Großer Erzähler und Seelentröster: Chris de Burgh

Der 76-jährige Ire bewies in der ausverkauften Philharmonie, dass seine Songs auch nach fünf Jahrzehnten nichts von ihrer Magie verloren haben – auch wenn der „Ferryman“ immer noch als Ohrwurm durch die Köpfe geistert.

Manchmal ist die effektivste Art, Ohrwürmer zu vertreiben, sich den fraglichen Song mit voller Aufmerksamkeit anzuhören. Seit einer Woche quälte mich „Don’t Pay the Ferryman“, warum also nicht Chris de Burgh persönlich zur Heilung aufsuchen? Tatsächlich ist dem irischen Barden, dessen melodischer Folkrock um 1980 im Strom der New-Romantic-Welle Chart-Erfolge feierte, die Rolle des Heilers nie fremd gewesen.

Chris de Burgh solo auf Tournee

Das einzige Problem: In einem Zwei-Stunden-Programm mit über dreißig Titeln aus einer fünfzigjährigen Karriere dauert es hundert Minuten, die auch nicht frei von Ohrwürmern sind, bis der Fährmann ablegt. Wie bereits im vergangenen Jahr als er zuletzt in der Philharmonie gastierte, ist er solo unterwegs und begleitet sich abwechselnd auf einer zwölfseitigen E-Gitarre und einem elektrischen Klavier.

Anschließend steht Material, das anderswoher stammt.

PR #1680, opened 2023-07-09
Added NWNX_Creature_GetMaxAttackRange()

Cjreek:


Plugins/Creature/Creature.cpp
```diff
@@ -3573,3 +3573,12 @@ NWNX_EXPORT ArgumentStack SetAbilityIncreaseByLevel(ArgumentStack&& args)
...
     return {};
 }
+
+NWNX_EXPORT ArgumentStack GetMaxAttackRange(ArgumentStack&& args)
+{
+    auto* pCreature = Utils::PopCreature(args);
+    ASSERT_OR_THROW(pCreature);
+    auto oidTarget = args.extract<OBJECT_ID>();
+
+    return pCreature->MaxAttackRange(oidTarget);
```
Daztek, line 3583: Why an assert and not just
```c
if (auto *pCreature = Utils::PopCreature(args))
{
    auto oidTarget = args.extract<OBJECT_ID>();
    return pCreature->MaxAttackRange(oidTarget);
}
return 0.0f;  
``` 
?

Cjreek: I don't know 😄 
I can change it. Probably because I don't have to document the 2nd possible return value.

Daztek: If you would yea, everything else uses that format too. If the assert throws a runtime error it'd return 0.0f too. So just mention it returns 0.0f on error or something.

Cjreek: It's done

Den „Ferryman“ peitscht er mit fetzenden Gitarrenakkorden zum Chorgesang des Publikums über die Wellen, bis dessen eigentliches Ziel, der Hades, in der 80er-Jahre-Party gründlich vergessen ist. So wird man einen Ohrwurm auf keinen Fall los.

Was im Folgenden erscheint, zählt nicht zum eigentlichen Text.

PR #1683, opened 2023-07-15
Added NWNX_ON_ATTACK_TARGET_CHANGE_BEFORE/AFTER events

Cjreek:
Also added `Utils::StringToObjectID()` as I did need that.

### DIFF
--- a/Plugins/Events/Events/CombatEvents.cpp
+++ b/Plugins/Events/Events/CombatEvents.cpp
@@ -28,6 +28,8 @@ static Hooks::Hook s_AddAttackActionsHook;
 static Hooks::Hook s_AddAttackOfOpportunityHook;
 static Hooks::Hook s_SetBroadcastedAOOToHook;
 static Hooks::Hook s_PlayBattleMusicHook;
+static Hooks::Hook s_AddActionHook;
+static Hooks::Hook s_ChangeAttackTargetHook;
 
 static void StartCombatRoundHook(CNWSCombatRound*, ObjectID);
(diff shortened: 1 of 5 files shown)


Plugins/Events/Events/CombatEvents.cpp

Chris de Burgh: Ein Bindeglied zu Donovan

Als ich Chris de Burgh damals als Teenager entdeckte, war er für mich ein Bindeglied zu Donovans Folk-Songs, die ich auf der Gitarre übte und dem Rock in den Charts.

Später verblasste sein Name gegenüber weniger kommerzieller Song-Poesie wie der seines Studienkollegen Nick Drake, der es einst abgelehnt hatte, ihn in seine erste Jazz-Band aufzunehmen. Nicht nur ich kehre hier an Wurzeln zurück. Da ist auch der bekannte Kölner Punkrocker, der anonym bleiben will, aber sich am Ende ein de-Burgh-T-Shirt kauft.

Vielfalt in Chris de Burghs Repertoire

Manchmal erinnert dieser Song-Erzähler an französische Chansonniers. Ob die Lieder nun aus der Ritterwelt erzählten – das neueste Werk, „Robin Hood“, knüpft da an sein erstes Album an - oder vom reisenden „Spaceman“; stets sind sie „High on Emotion“.

In hohen Stimmlagen flüchtet sich der 76-jährige in einen nicht immer tonsicheren Falsett-Gesang, aber sein Bariton klingt wärmer denn je. Besonders als er den Wunsch einer jungen Frau erfüllt, die ihn zuvor auf der Hohenzollernbrücke erkannt hatte. „The Girl With April in Her Heart“ vom Album „Crusader“ wäre auch mein Wunsch gewesen. Das Stück steht sonst nicht auf der Setlist und ist im intimen Minimalismus des Vortrags der heimliche Höhepunkt der Show.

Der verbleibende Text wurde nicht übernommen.